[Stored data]
· · · ·

PR #731, opened 2018-05-08
use tycho 1.2.0 in the wizard

cdietrich:

### DIFF
--- a/org.eclipse.xtext.xtext.wizard/src/org/eclipse/xtext/xtext/wizard/ParentProjectDescriptor.xtend
+++ b/org.eclipse.xtext.xtext.wizard/src/org/eclipse/xtext/xtext/wizard/ParentProjectDescriptor.xtend
@@ -10,6 +10,7 @@ package org.eclipse.xtext.xtext.wizard
 import com.google.common.base.Charsets
 import com.google.common.io.Resources
 import org.eclipse.xtend.lib.annotations.FinalFieldsConstructor
+import org.eclipse.xtext.util.JavaVersion
 
 @FinalFieldsConstructor
 class ParentProjectDescriptor extends ProjectDescriptor {
@@ -69,7 +70,7 @@ class ParentProjectDescriptor extends ProjectDescriptor {
 	}
 	
 	def String getTychoVersion() {
-		'1.2.0-SNAPSHOT'
+		'1.1.0'
 	}
 	
 	def private CharSequence loadResource(String resourcePath) {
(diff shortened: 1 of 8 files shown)


org.eclipse.xtext.xtext.wizard/src/org/eclipse/xtext/xtext/wizard/ParentProjectDescriptor.xtend
```diff
@@ -69,7 +69,7 @@ class ParentProjectDescriptor extends ProjectDescriptor {
 	}
 	
 	def String getTychoVersion() {
-		'1.2.0-SNAPSHOT'
+		'1.2.0'
```
kthoms: Could we only use 1.2.0 when Java 10 is selected, otherwise 1.1.0?
And then leave the comment out?

cdietrich: well ill have a look when i have 5 hours time to adjust the tests. we need a better way to adjust them

cdietrich:
@kthoms updated

org.eclipse.xtext.xtext.wizard/src/org/eclipse/xtext/xtext/wizard/ParentProjectDescriptor.xtend
```diff
@@ -69,7 +70,7 @@ class ParentProjectDescriptor extends ProjectDescriptor {
 	}
 	
 	def String getTychoVersion() {
-		'1.2.0-SNAPSHOT'
+		'1.1.0'
```
kthoms: I would expect the condition here:
if (config.javaVersion == JavaVersion.JAVA10) '1.2.0' else '1.1.0'

org.eclipse.xtext.xtext.wizard/src/org/eclipse/xtext/xtext/wizard/ParentProjectDescriptor.xtend
```diff
@@ -215,7 +216,12 @@ class ParentProjectDescriptor extends ProjectDescriptor {
 					<maven.compiler.target>�javaVersion�</maven.compiler.target>
 					�IF config.needsTychoBuild�
 						<!-- Tycho settings -->
-						<tycho-version>�tychoVersion�</tycho-version>
+						�IF config.javaVersion == JavaVersion.JAVA10�
+							<!-- Java 10 support requires Tycho 1.2.0, which was not released at release date of Xtext 2.14.0. When not available downgrade to Java 9 and Tycho 1.1.0. -->
+							<tycho-version>1.2.0</tycho-version>
```
kthoms: Only the comment would be conditional here

org.eclipse.xtext.xtext.wizard/src/org/eclipse/xtext/xtext/wizard/ParentProjectDescriptor.xtend
kthoms: WDYT?

cdietrich: Won’t catch the comment

cdietrich: Since we throw this away anyway ....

· · · ·

Required work. Nothing should be altered. Set down all the data again.

Expected answer.
PR #731, opened 2018-05-08
use tycho 1.2.0 in the wizard

cdietrich:

### DIFF
--- a/org.eclipse.xtext.xtext.wizard/src/org/eclipse/xtext/xtext/wizard/ParentProjectDescriptor.xtend
+++ b/org.eclipse.xtext.xtext.wizard/src/org/eclipse/xtext/xtext/wizard/ParentProjectDescriptor.xtend
@@ -10,6 +10,7 @@ package org.eclipse.xtext.xtext.wizard
 import com.google.common.base.Charsets
 import com.google.common.io.Resources
 import org.eclipse.xtend.lib.annotations.FinalFieldsConstructor
+import org.eclipse.xtext.util.JavaVersion
 
 @FinalFieldsConstructor
 class ParentProjectDescriptor extends ProjectDescriptor {
@@ -69,7 +70,7 @@ class ParentProjectDescriptor extends ProjectDescriptor {
 	}
 	
 	def String getTychoVersion() {
-		'1.2.0-SNAPSHOT'
+		'1.1.0'
 	}
 	
 	def private CharSequence loadResource(String resourcePath) {
(diff shortened: 1 of 8 files shown)


org.eclipse.xtext.xtext.wizard/src/org/eclipse/xtext/xtext/wizard/ParentProjectDescriptor.xtend
```diff
@@ -69,7 +69,7 @@ class ParentProjectDescriptor extends ProjectDescriptor {
 	}
 	
 	def String getTychoVersion() {
-		'1.2.0-SNAPSHOT'
+		'1.2.0'
```
kthoms: Could we only use 1.2.0 when Java 10 is selected, otherwise 1.1.0?
And then leave the comment out?

cdietrich: well ill have a look when i have 5 hours time to adjust the tests. we need a better way to adjust them

cdietrich:
@kthoms updated

org.eclipse.xtext.xtext.wizard/src/org/eclipse/xtext/xtext/wizard/ParentProjectDescriptor.xtend
```diff
@@ -69,7 +70,7 @@ class ParentProjectDescriptor extends ProjectDescriptor {
 	}
 	
 	def String getTychoVersion() {
-		'1.2.0-SNAPSHOT'
+		'1.1.0'
```
kthoms: I would expect the condition here:
if (config.javaVersion == JavaVersion.JAVA10) '1.2.0' else '1.1.0'

org.eclipse.xtext.xtext.wizard/src/org/eclipse/xtext/xtext/wizard/ParentProjectDescriptor.xtend
```diff
@@ -215,7 +216,12 @@ class ParentProjectDescriptor extends ProjectDescriptor {
 					<maven.compiler.target>�javaVersion�</maven.compiler.target>
 					�IF config.needsTychoBuild�
 						<!-- Tycho settings -->
-						<tycho-version>�tychoVersion�</tycho-version>
+						�IF config.javaVersion == JavaVersion.JAVA10�
+							<!-- Java 10 support requires Tycho 1.2.0, which was not released at release date of Xtext 2.14.0. When not available downgrade to Java 9 and Tycho 1.1.0. -->
+							<tycho-version>1.2.0</tycho-version>
```
kthoms: Only the comment would be conditional here

org.eclipse.xtext.xtext.wizard/src/org/eclipse/xtext/xtext/wizard/ParentProjectDescriptor.xtend
kthoms: WDYT?

cdietrich: Won’t catch the comment

cdietrich: Since we throw this away anyway ....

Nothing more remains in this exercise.